(Task prompt):
Throughout the records below, find the lines with the string "return" and give how many there are, nothing else.

(The input):
PR #5567, opened 2015-07-24
Issue/homepage alias

sfmskywalker:
This fixes issue #5504 and changes the way we store the homepage by creating a dedicated home alias that can point to any route that is supposed to be the home page.


src/Orchard.Web/Modules/Orchard.Autoroute/Handlers/AutoroutePartHandler.cs
```diff
@@ -60,55 +57,54 @@ public class AutoroutePartHandler : ContentHandler {
...
-                            _orchardServices.ContentManager.Publish(current.ContentItem);
+            // Should it become the home page?
+            if (part.PromoteToHomePage) {
+                // Get the current homepage an unmark it as the homepage.
+                var currentHomePage = _homeAliasService.GetHomePage(VersionOptions.Latest);
+                if(currentHomePage != null && currentHomePage.Id != part.Id) {
+                    var autoroutePart = currentHomePage.As<AutoroutePart>();
+
+                    if (autoroutePart != null) {
+                        autoroutePart.PromoteToHomePage = false;
```
Jetski5822: Do we need to explicitly set this value here? If we dont, and the default is false, then we dont even need to work with AutoRoutePart, and can work directly with IAliasAspect!

src/Orchard.Web/Modules/Orchard.Autoroute/Handlers/AutoroutePartHandler.cs
```diff
@@ -60,55 +57,54 @@ public class AutoroutePartHandler : ContentHandler {
...
+            // If the generated alias is empty, compute a new one.
             if (String.IsNullOrWhiteSpace(part.DisplayAlias)) {
                 _autorouteService.Value.ProcessPath(part);
                 _orchardServices.Notifier.Warning(T("The permalink could not be generated, a new slug has been defined: \"{0}\"", part.Path));
                 return;
             }
 
-            // check for permalink conflict, unless we are trying to set the home page
+            // Check for permalink conflict, unless we are trying to set the home page.
             if (part.DisplayAlias != "/") {
```
Jetski5822: Is this rule still correct?

src/Orchard.Web/Modules/Orchard.Autoroute/ImportExport/HomeAliasExportHandler.cs
```diff
@@ -0,0 +1,57 @@
...
+            // so we can't rely on the route values in that case.
+            if (homePage != null) {
+                var homePageIdentifier = _contentManager.GetItemMetadata(homePage).Identity.ToString();
+                root.Attr("Identifier", homePageIdentifier);
+            }
+            
+            context.Document.Element("Orchard").Add(root);
+        }
+
+        private string Capitalize(string value) {
```
Jetski5822: Is there not an extension method in the StringExtensions for this?

src/Orchard.Web/Modules/Orchard.Autoroute/ImportExport/HomeAliasImportHandler.cs
```diff
@@ -0,0 +1,38 @@
...
+        private readonly IHomeAliasService _homeAliasService;
+        private readonly IContentManager _contentManager;
+
+        public HomeAliasImportHandler(IHomeAliasService homeAliasService, IContentManager contentManager) {
+            _homeAliasService = homeAliasService;
+            _contentManager = contentManager;
+        }
+
+        public void ExecuteRecipeStep(RecipeContext recipeContext) {
+            if (!String.Equals(recipeContext.RecipeStep.Name, "HomeAlias", StringComparison.OrdinalIgnoreCase)) {
```
Jetski5822: lowercase s on String :)

src/Orchard.Web/Modules/Orchard.Autoroute/Services/HomeAliasService.cs
```diff
@@ -0,0 +1,55 @@
...
+                    ? XmlHelper.Parse<int>((string)homePageRoute["id"]) 
+                    : default(int?) 
+                : default(int?);
+
+            return homePageId;
+        }
+
+        public IContent GetHomePage(VersionOptions version = null) {
+            var homePageId = GetHomePageId();
+            var homePage = homePageId != null ? _contentManager.Get(homePageId.Value, version ?? VersionOptions.Published) : default(IContent);
```
Jetski5822: if you pass through null "version ?? VersionOptions.Published" does it default to Published anyways?

Jetski5822:
Were there no changes to the Localization module that needed to be done? i.e. FrontEndCulturePicker.cshtml?

src/Orchard.Web/Modules/Orchard.Autoroute/Handlers/AutoroutePartHandler.cs
sfmskywalker: We do need to reset the precious homepage's `PromoteToHomePage` to `false`, because it is set to `true` by the driver when the user checks the "make this the homepage" checkbox.

sfmskywalker:
Yes you're right, getting the home page can no longer be done by simply querying for the content item where its alias is an empty string. Good catch.

src/Orchard.Web/Modules/Orchard.Autoroute/Handlers/AutoroutePartHandler.cs
sfmskywalker: Actually, we should not even check for the content being the homepage, since we should always check if the alias is in conflict with an existing one. A content item no longer is the home page if its display alias is "", but simply by virtue of the "/" alias record pointing to the content item. Another good catch.

src/Orchard.Web/Modules/Orchard.Autoroute/ImportExport/HomeAliasExportHandler.cs
sfmskywalker: That's what I thought, but couldn't find any.

src/Orchard.Web/Modules/Orchard.Autoroute/ImportExport/HomeAliasImportHandler.cs
sfmskywalker: Actually this is till something we need to decide upon, don't we?

sfmskywalker: Do we have a coding convention guide somewhere that we can update when there is consensus?

src/Orchard.Web/Modules/Orchard.Autoroute/ImportExport/HomeAliasExportHandler.cs
Jetski5822: Could you not just use CamelFriendly?

src/Orchard.Web/Modules/Orchard.Autoroute/Services/HomeAliasService.cs
sfmskywalker: That's what I thought too, but when drilling down into the `Get` method, eventually the `options` argument is accessed without any null checks. There is an overload of `Get` that passes in `VersionOptions.Published`, so 'Published' is the correct default.

src/Orchard.Web/Modules/Orchard.Autoroute/ImportExport/HomeAliasImportHandler.cs
DanielStolt: Lowercase `string` when specifying a variable type, yes. But not when referring to the `String` class, as is the case here. The following code is correct IMO:

    string x = String.Format("{0}", number);

The first is typing a variable, using a type keyword. The second is referring to a static method on a class. It's very weird IMO to use lowercase in the latter case - you're not calling a static method on a type keyword.

src/Orchard.Web/Modules/Orchard.Autoroute/ImportExport/HomeAliasExportHandler.cs
sfmskywalker: Nope, `CamelFriendly` simply inserts spaces before capitals.

src/Orchard.Web/Modules/Orchard.Autoroute/Services/HomeAliasService.cs
```diff
@@ -0,0 +1,55 @@
...
+        public RouteValueDictionary GetHomeRoute() {
+            return _aliasService.Get(HomeAlias);
+        }
+
+        public int? GetHomePageId() {
+            var homePageRoute = GetHomeRoute();
+            var homePageId = 
+                homePageRoute != null 
+                ? homePageRoute.ContainsKey("id") 
+                    ? XmlHelper.Parse<int>((string)homePageRoute["id"])
```
Ermesx: Why not ? :)
```c#
int.Parse((string)homePageRoute["id"])
```
Is there any reason ?

sfmskywalker: You mean instead of `XmlHelper.Parse<int>`? No particular reason other than `XmlHelper` performing a nice null check in case the value of that dictionary entry is null (although granted, that's extremely unlikely to happen) and it passes in the invariant culture for me. Using `int.Parse` would be just as fine I suppose.

src/Orchard.Web/Modules/Orchard.Autoroute/ImportExport/HomeAliasImportHandler.cs
Jetski5822: Worth taking a look at this. https://github.com/aspnet/Home/wiki/Engineering-guidelines

sfmskywalker: I think it's pretty clear that opinions on this matter differ. What we need to do is make a decision and stick with it, Personally I am in favor of using the .NET type when invoking static members, but I am even more for sticking with coding guidelines established by the ASP.NET team, as it is likely that others will follow that as well, resulting in a more global standard, which is a good thing. Let's discuss this on tomorrow's call and create a poll or something, then make a final decision.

(Solution for this task):
3